The reasons for denial referred to as “not of county concern” were not further defined by Clerk Loomis, but common logic tells the petitioners that when the Douglas County Code is amended to add a new ordinance, it is of  “county concern”.  The ordinance would command that “all ballots in Douglas County shall be tallied by a counting board”.  Electors all claim Douglas County as their legal residence.  All the candidates run for positions that are in the jurisdiction of Douglas County.  Douglas County elections are conducted at the county level by the County Clerk.

 

There may be an exception vaguely referred to in ORS 246.200 “County clerk to conduct elections”.  The statute states; “…Except as otherwise provided by law…”.  That phrase allows the clerk’s control over elections to become influenced by the Secretary of State through directives.  This is where  Directive 2022-4 “Tally of Ballots”, is possibly being used to change the ‘method of counting the votes’ from a “county concern” to a “state concern”.  Since the Secretary of State would be claiming jurisdiction, the Clerk could claim that the ordinance proposed would no longer be of “county concern”. 

 

An ordinary directive is not enforceable by law.  However, Directive 2022-4 is because “ORS 246.120 Directives, instructions and assistance to county clerks” broadens the authority of the Secretary of State’s office.   The statute states:  “The Secretary of State shall prepare and distribute to each county clerk detailed and comprehensive written directives,… A county clerk affected thereby shall comply with the directives or instructions.”  In this instance, a directive was written that clearly conflicts with a statute. ORS 254.485 Tally of ballots allows for a choice of a counting board and is clearly the superior law.

Therefore, the petitioners contend the directive is null and void and does not establish that the county election process for a county code is within the Secretary of State’s jurisdiction. The Clerk would have a duty to follow the superior law.

 

USlegal states; “Administrative agencies can make rules only when rulemaking power is delegated to them by statute or constitution.  If an agency exceeds the power conferred by a legislature in making a rule, the rule made will be considered void.  The fact that regulations made by an agency are reasonable does not prevent them from being deemed invalid.”

Before September 2, 2022, the County Clerks seemed to have had the authority to switch from tally machines to hand counting of ballots.

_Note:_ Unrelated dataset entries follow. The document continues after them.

PR #75, opened 2019-02-21
higher groupoid laws and a filler function for compPath

bbentzen:
- Homogeneous higher groupoid laws of types
- Filler function for compPath
- Group-like notations for compPath and sym

### DIFF
--- a/Cubical/Core/Prelude.agda
+++ b/Cubical/Core/Prelude.agda
@@ -54,8 +54,7 @@ compPath-filler {x = x} p q j i =
                   ; (i = i1) → q j }) (inc (p i)) j
 
 compPath : ∀ {x y z : A} → x ≡ y → y ≡ z → x ≡ z
-compPath {x = x} p q j =
-  (compPath-filler p q) i1 j
+compPath p q j = compPath-filler p q i1 j
 
 infix  3 _∎
 infixr 2 _≡⟨_⟩_
--- a/Cubical/Core/Prelude.agda
+++ b/Cubical/Core/Prelude.agda
@@ -47,10 +47,15 @@ cong f p = λ i → f (p i)
 
 -- This is called compPath and not trans in order to eliminate
 -- confusion with transp
-compPath : x ≡ y → y ≡ z → x ≡ z
-compPath {x = x} p q i =
-  hcomp (λ j → \ { (i = i0) → x
-                 ; (i = i1) → q j }) (p i)
+
+compPath-filler : ∀ {x y z : A} → x ≡ y → y ≡ z → I → I → A
+compPath-filler {x = x} p q j i =
+  hfill (λ j → λ { (i = i0) → x
+                  ; (i = i1) → q j }) (inc (p i)) j
+
+compPath : ∀ {x y z : A} → x ≡ y → y ≡ z → x ≡ z
+compPath {x = x} p q j =
+  (compPath-filler p q) i1 j
 
 infix  3 _∎
 infixr 2 _≡⟨_⟩_
--- a/Cubical/Foundations/GroupoidLaws.agda
+++ b/Cubical/Foundations/GroupoidLaws.agda
@@ -1,0 +1,95 @@
+{-
+
+This file proves the higher groupoid structure of types
+
+-}
+{-# OPTIONS --cubical --safe #-}
+module Cubical.Foundations.GroupoidLaws where
+
+open import Cubical.Core.Primitives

Two petitions were filed before that time.  However, Douglas County Clerk Dan Loomis and County Commissioners Tim Freeman, Chris Boice and Tom Kress stood firm on being against the hand counting of ballots. They are elected officials and they trust the machines to count the votes that put them in office.  Incumbent Dan Loomis has recently announced he is running for another term as County Clerk during the May 2024 primary.